PR #2279, opened 2020-09-17
PP-7195 - Update Node to 12.18.4

nimalank7:
Description:
- Following a security patch, update Node version to 12.18.4
- Note that the SHA for DockerHub (sha256:f48e5c326a69822257cbafe720e2939b9ffc3803d73ea03c3ff0e9c9f9a7b74a) doesn't match docker pull (sha256:59fa78a2149e3470ba7346fb17938e2c48e17096006083003ee1673cc172d676)

**To review this PR:**

- [ ] Verify that the SHA hashes match what is available through dockerhub
- [ ] Everything is happy in CI/ test environments


docker/build_and_test.Dockerfile
```diff
@@ -1,4 +1,4 @@
-FROM node@sha256:2ab3d9a1bac67c9b4202b774664adaa94d2f1e426d8d28e07bf8979df61c8694
+FROM node:12.18.4@sha256:59fa78a2149e3470ba7346fb17938e2c48e17096006083003ee1673cc172d676
```
alexbishop1, line 1: This needs to be `FROM node:12.18.4-alpine3.12@sha256:59fa78a2149e3470ba7346fb17938e2c48e17096006083003ee1673cc172d676` (previous upgrade accidentally switched from Alpine to non-Alpine).

You’ll also need to change `python` to `python2`.

package.json
```diff
@@ -5,7 +5,7 @@
   "private": true,
   "license": "MIT",
   "engines": {
-    "node": "^12.16.3"
+    "node": "^12.18.4"
```
alexbishop1, line 8: This can only be 12.18.3 because that’s the most recent version the PaaS supports. From https://groups.google.com/a/digital.cabinet-office.gov.uk/g/gov-uk-paas-announce/c/aiF05_XAH8I:

```
## nodejs_buildpack: v1.7.26

* node:
    * Removed: 10.20.1, 12.18.0, 14.4.0, 14.5.0
    * Added: 12.18.3, 14.7.0, 14.8.0, 10.22.0
```

alexbishop1 (changes requested):

docker/build_and_test.Dockerfile
nimalank7: Done

package.json
nimalank7: Done

alexbishop1 (approved):
Apparently the different SHAs are caused by this fun issue: https://github.com/docker/hub-feedback/issues/1925

PR #2289, opened 2020-09-21
PP-7093 DAC Audit - Dashboard Date range - remove auto reload

iqbalgds:
- When users change the data range select on the dashboard - they now have to press a `Update` button.
- The page does not auto reload when changing a value in the date range select.

*Screenshot*
image


app/views/dashboard/_activity.njk
```diff
@@ -32,12 +36,10 @@
...
   }) }}
 
-  <noscript>
-    {{ govukButton({
-      classes: 'nojs-update-button',
-      text: "Update"
-    }) }}
-  </noscript>
+  {{ govukButton({
+    classes: 'dashboard-date-range__select',
```
sfount, line 40: Very minor but inconsistent use of `'` and `"` isn't ideal here

sfount (approved):
This looks like it resolves the issue it sets out to fix, looks good to me 👍 . Potentially the UX can be reviewed if this page is iterated on in the future

app/views/dashboard/_activity.njk
iqbalgds: Thanks - I will update that now

app/views/dashboard/_activity.njk
```diff
@@ -32,12 +36,10 @@
...
   }) }}
 
-  <noscript>
-    {{ govukButton({
-      classes: 'nojs-update-button',
-      text: "Update"
-    }) }}
-  </noscript>
+  {{ govukButton({
+    classes: "dashboard-date-range__select",
```
iqbalgds, line 40: Updated to double quotes

sfount (approved):

PR #2296, opened 2020-09-23
PP-7214 "Debounce" refund button submission

sfount:
Add the `preventDoubleClick` attribute to the refund payment button.
This "debounces" event propagation for clicks for 1 second after the
button is pressed.

This can only prevent subsequent clicks for 1 second.

This is a temporary fix which will help solve double clicking however as
this is a terminal POST request a further script should be added to
fully disable the button until the action is completed.


danworth (approved):
Seems like a sensible temporary solution 👍

PR #2307, opened 2020-09-29
PP-7288 Refactor create user account part of self registration journey

stephencdaly:
- Improve error messages to make them more better/more consistent with error messages we show in other places.
- Don't directly display errors originating from adminusers to the user, instead identify errors based on the status code and display messages defined in selfservice.
- Use the `server-side-form-validations.js` module for all validation, working towards retiring the `registration-validations.js` module.

### DIFF
--- a/app/controllers/register-service.controller.js
+++ b/app/controllers/register-service.controller.js
@@ -1,6 +1,6 @@
 'use strict'
 
-const _ = require('lodash')
+const lodash = require('lodash')
 
 const logger = require('../utils/logger')(__filename)
 const paths = require('../paths')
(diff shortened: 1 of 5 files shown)


app/controllers/register-service.controller.js
```diff
@@ -35,60 +40,62 @@ module.exports = {
    * @param req
    * @param res
    */
-  submitRegistration: (req, res) => {
+  submitRegistration: async function submitRegistration (req, res) {
```
sfount, line 43: This method should be hung up on the walls as an example of taking something super complex and making it easy to understand. Really good change 👍

sfount (approved):
Huge improvement in legibility 👍 I haven't tested this personally but all of the tests are happy and coverage looks good

PR #2308, opened 2020-09-30
PP-7288 Refactor OTP part of self registration journey

stephencdaly:
- Improve error messages to make them more better/more consistent with error messages we show in other places.
- Use the `server-side-form-validations.js` module for all validation, working towards retiring the `registration-validations.js` module.
- Remove `otp-verify.js` middleware, as this logic makes more sense being in the controller.


app/controllers/register-service.controller.js
```diff
@@ -129,22 +135,51 @@ module.exports = {
...
+            verificationCode: 'The verification code you’ve used is incorrect or has expired'
+          }
+        }
+        res.redirect(303, paths.selfCreateService.otpVerify)
+      } else if (err.errorCode === 410) {
+        return renderErrorView(req, res, 'This invitation is no longer valid', 410)
+      } else {
+        return renderErrorView(req, res, 'Unable to process registration at this time', err.errorCode || 500)
+      }
+    }
```
stephencdaly, line 169: The above code for validating the OTP code was previously in the `otp-verify.js` middleware, which was very confusing.

app/middleware/otp-verify.js
```diff
@@ -1,59 +0,0 @@
...
-      logger.warn(`[requestId=${req.correlationId}] Invalid invite code attempted ${req.code}, error = ${err.errorCode}`)
-      switch (err.errorCode) {
-        case undefined:
-          handleInvalidOtp(err.message)
-          break
-        case 401:
-          handleInvalidOtp('Invalid verification code')
-          break
-        case 404:
-          errorResponse(req, res, 'Unable to process registration at this time', 404)
```
sfount, line 50: As discussed, adding assertions to the existing tests (where possible) on this branching logic would be good. Otherwise everything looks great

app/controllers/register-service.controller.js
```diff
@@ -129,22 +135,51 @@ module.exports = {
...
+
+    try {
+      const completeInviteResponse = await registrationService.createPopulatedService(req.register_invite.code, correlationId)
+      loginController.setupDirectLoginAfterRegister(req, res, completeInviteResponse.user_external_id)
+      return res.redirect(303, paths.selfCreateService.logUserIn)
+    } catch (err) {
+      if (err.errorCode === 409) {
+        const error = (err.message && err.message.errors) ? err.message.errors : 'Unable to process registration at this time'
```
sfount, line 177: Having `err` and `error` in the same namespace made me concerned for a minute, the logic all looks sound though! Maybe `errorMessage` best describes what this is and helps differentiate from the exception

app/utils/validation/server-side-form-validations.test.js
```diff
@@ -271,4 +271,24 @@ describe('Server side form validations', () => {
...
+
+  describe('otp code validation', () => {
+    it('should be valid for a valid OTP code', () => {
+      expect(validations.validateOtp('123').valid).to.be.true // eslint-disable-line
+    })
+
+    it('should not be valid for empty OTP code', () => {
+      expect(validations.validateOtp('')).to.deep.equal({
+        valid: false,
+        message: 'Enter your verification code'
```
sfount, line 283: 👍

sfount (approved):
Great refactors 👍

app/controllers/register-service.controller.js
```diff
@@ -175,35 +210,34 @@ module.exports = {
    * @param req
    * @param res
    */
-  submitOtpResend: function submitOtpResend (req, res) {
+  submitOtpResend: async function submitOtpResend (req, res) {
+    const sessionData = req.register_invite
     const correlationId = req.correlationId
-    const code = req.register_invite.code
+    const code = sessionData.code
```
sfount, line 216: Similar to the above on trusting the session is well formed for this to not NPE https://github.com/alphagov/pay-selfservice/pull/2308#discussion_r497490462

app/controllers/register-service.controller.js
stephencdaly: 👍 will rename in the next PR

app/controllers/register-service.controller.js
```diff
@@ -118,8 +118,14 @@ module.exports = {
    * @param req
    * @param res
    */
-  showOtpVerify: function showOtpVerify (req, res) {
-    res.render('self-create-service/verify-otp')
+  showOtpVerify: function showOtpVerify (req, res, next) {
+    const sessionData = req.register_invite
+    const recovered = sessionData.recovered || {}
```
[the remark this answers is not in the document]
stephencdaly: 👍 will move logic out of dodgy middleware to here in next PR

PR #2309, opened 2020-09-30
PP-7228 Remove middleware that checks registration cookie

stephencdaly:
We should check we have the data in the session where we access it in the controller rather than in this middleware. Move logic to controller.


SandorArpa (approved):
LOKTM

PR #4545, opened 2025-03-19
PP-13822 API key name page heading as form label

james-peacock-gds:
Accessibility - On the ‘'API key name’ screen there isn't a form label associated with the text input. 
- add a label to the api key name field
- make this label the page heading

Screenshot 2025-03-19 at 17 12 22


james-peacock-gds:
dealt with in a separate PR

PR #4546, opened 2025-03-19
Revert "PP-13624 Prepopulate api key name field"

nlsteers:
Reverts alphagov/pay-selfservice#4544


james-peacock-gds (approved):
yes agreed we should revert as this is covered in another PR

PR #4547, opened 2025-03-20
PP-13356 Refactor service name controllers to consistent get/post style

DomBelcher:
### WHAT
 - Refactor service name settings controllers to use get/post methods in line with other settings


oswaldquek (commented):
Usually the controllers for the index page sit directly under the `/settings/<functionaliy>` folder so `src/controllers/simplified-account/settings/service-name/index/service-name-index.controller.js` could just be `src/controllers/simplified-account/settings/service-name/service-name.controller.js`

oswaldquek (approved):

ASSIGNMENT.
Take every line above that includes "temporary" and list it.

RESULT OF THE EXERCISE.
This is a temporary fix which will help solve double clicking however as
Seems like a sensible temporary solution 👍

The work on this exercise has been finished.